• What is expected: Starting with the line that contains "various non-critical settings" and ending with the final line of the data below, print those lines exactly and nothing else.

-------- Exercise inputs --------

PR #1230, opened 2016-08-09
Add `ui_settings` to user profile

nathanstitt:
Needs to be merge along with: https://github.com/openstax/tutor-js/issues/1262

Also renames bootstrap data keys to have uniform names for urls: `tutor_api_url` and `accounts_api_url`

### DIFF
--- a/app/controllers/api/v1/users_controller.rb
+++ b/app/controllers/api/v1/users_controller.rb
@@ -23,4 +23,27 @@ class Api::V1::UsersController < Api::V1::ApiController
     end
   end
 
+  api :POST, '/ui-settings', 'Save settings about the currently logged in user'
+  description <<-EOS
+    Saves the user interface settigs for the current user.
+    The front-end of the application uses this endpoint to save various non-critical settings
+    related to how the interface should behave based on actions the user has performed
+    Returns header forbidden (403) if the user is not logged in or api_errors if the update fails.
+  EOS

--------

• Task response:
+    The front-end of the application uses this endpoint to save various non-critical settings
+    related to how the interface should behave based on actions the user has performed
+    Returns header forbidden (403) if the user is not logged in or api_errors if the update fails.
+  EOS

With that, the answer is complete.